• _Brief_
In the data below, find every line with the string "foundation" and pull it out.

Stored items

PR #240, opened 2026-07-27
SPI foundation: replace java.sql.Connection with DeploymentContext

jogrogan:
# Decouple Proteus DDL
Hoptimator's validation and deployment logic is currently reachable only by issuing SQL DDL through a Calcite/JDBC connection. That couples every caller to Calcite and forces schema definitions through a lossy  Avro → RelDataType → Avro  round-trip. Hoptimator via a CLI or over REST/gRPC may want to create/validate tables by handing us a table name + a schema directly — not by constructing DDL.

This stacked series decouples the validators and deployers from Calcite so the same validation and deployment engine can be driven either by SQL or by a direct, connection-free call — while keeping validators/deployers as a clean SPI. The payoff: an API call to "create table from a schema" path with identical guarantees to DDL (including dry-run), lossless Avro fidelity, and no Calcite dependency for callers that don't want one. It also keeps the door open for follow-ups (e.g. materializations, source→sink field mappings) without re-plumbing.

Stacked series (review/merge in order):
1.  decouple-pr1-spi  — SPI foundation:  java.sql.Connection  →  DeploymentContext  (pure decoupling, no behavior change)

• _Result of this exercise_
SPI foundation: replace java.sql.Connection with DeploymentContext
1.  decouple-pr1-spi  — SPI foundation:  java.sql.Connection  →  DeploymentContext  (pure decoupling, no behavior change)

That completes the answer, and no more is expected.